One colleague left for a weeks annual leave as a man (worked with him for 8 years) and returned as a woman...using ladies toilets/changing rooms

HarveySpectre · 07/04/2015 19:25

RadFem 2013/4 was shut down because it excluded trans-women, from discussions on FGM amongst other things

HarveySpectre · 07/04/2015 19:27

Gender recognition certificate is to get birth certificate changed, I believe

ApocalypseThen · 07/04/2015 19:29

RadFem 2013/4 was shut down because it excluded trans-women, from discussions on FGM amongst other things

I find the denial of the right of women to associate with whomever they choose to discuss a topic of interest to those present quite shocking.

almondcakes · 07/04/2015 19:36

Harvey, that isn't what you said though.

It is not just a case of 'identifying' as a woman and legally being treated like one.

Some men identify as women but haven't told a doctor. They have no legal rights to be treated as a woman.

Some men have seen a doctor and are undergoing supervised treatment. They have some rights under gender recognition law, but this is not the same as being treated legally as a woman.

Some men have a GRC. They can put down that their sex is female legally and be treated that way, but the government recognises they have not really changed their sex, as this is impossible.
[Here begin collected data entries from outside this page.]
PR #81, opened 2020-03-24
Add policykit action and rule to allow SteamVR to setcap on vrcompositor

ShadowApex:
When launching SteamVR, you will be prompted for sudo rights to run `setcaps` on `vrcompositor-launcher`, but GamerOS does not have a policykit agent running to display a password prompt:

```
    if ! ${STEAM_ZENITY} --no-wrap --question --text="SteamVR requires superuser access to finish setup. Proceed?"; then
        pErr 'Error: user declined superuser request.'
        return 1
    fi

    pkexec setcap CAP_SYS_NICE=eip $STEAMVR_TOOLSDIR/bin/linux64/vrcompositor-launcher
```

This PR adds a policykit action and rule to allow sudoless access for `vrstartup.sh` to set this capability.

### DIFF
--- a/rootfs/etc/polkit-1/rules.d/41-steamvr.rules
+++ b/rootfs/etc/polkit-1/rules.d/41-steamvr.rules
@@ -1,0 +1,10 @@
+/* Allow members of the wheel group to execute the defined actions 
+ * without password authentication, similar to "sudo NOPASSWD:"
+ */
+polkit.addRule(function(action, subject) {
+    if ((action.id == "org.gameros.steamvr.pkexec") &&
+        subject.isInGroup("wheel"))
+    {
+        return polkit.Result.YES;
+    }
+});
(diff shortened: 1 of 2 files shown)


rootfs/etc/polkit-1/rules.d/41-steamvr.rules
```diff
@@ -0,0 +1,10 @@
+/* Allow members of the wheel group to execute the defined actions
```
alkazar: doesn't this allow any action?

ShadowApex: No, this should only allow users in the `wheel` group to execute the "org.gameros.steamvr.pkexec" action, which narrowly defines running setcap on vrcompositor-launcher.

alkazar: oh, yeah, my mistake.

PR #82, opened 2020-03-24
Add vkbasalt package from AUR

ShadowApex:
This PR adds the vkbasalt package from AUR. vkBasalt is a Vulkan post processing layer to enhance the visual graphics of games, which can be optionally enabled per game. More information about it is here:

https://github.com/DadSchoorse/vkBasalt

### DIFF
--- a/profiles/default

The core definition of female has not changed to make prostate cancer a female issue and fgm a male one.

HarveySpectre · 07/04/2015 19:41

apocalypse I agree. But I feel 'topic of interest' is putting it lightly. FGM is a massively emotive and very personal/intimate topic. It is a big problem throughout the world. Women have varying degrees of their genetalia sliced off with no anaesthetic and some have their vaginas sewed up tight. So tight that it rips them to have sex and to give birth. This is done to girls from as young as 5 to puberty. Surely these women should be to discuss their experiences in the absence of men. Certainly in the absence of people who have had elective surgery to mutilate their own genitals Angry

ApocalypseThen · 07/04/2015 19:44

I quite agree that FGM is more than a topic of interest but I have read before that it's not the only topic that penised people object to being discussed among vaginaed people without adequate supervision.

HarveySpectre · 07/04/2015 19:45

almond if a person with a penis and testicles is legally recognised as a woman, then indeed prostate cancer because a woman's issue. It has happened. There was a link on another thread, where an Agenda had been extended to include. I will find the link I i can

HarveySpectre · 07/04/2015 19:47

Grin apocalypse

almondcakes · 07/04/2015 19:56

No, Harvey, because women as a group are legally defined as a biological sex.

The government has allowed some males who want to change their gender to do so, but as there is no such legal category as 'gender' for the rest of the population, it has allowed people with a GRC to change what is recorded under sex.

The UK government clearly stated that it it was impossible to change actual biological sex. The definition of biological sex has not changed. It is just that some people have been exempted from having to declare their real biological sex. I understand that there are a whole load of issues with that, but it is not the same thing at all as the far more serious situation of biological sex not being recognised and woman being generally understood as a gender. That would be a massive decline in human rights.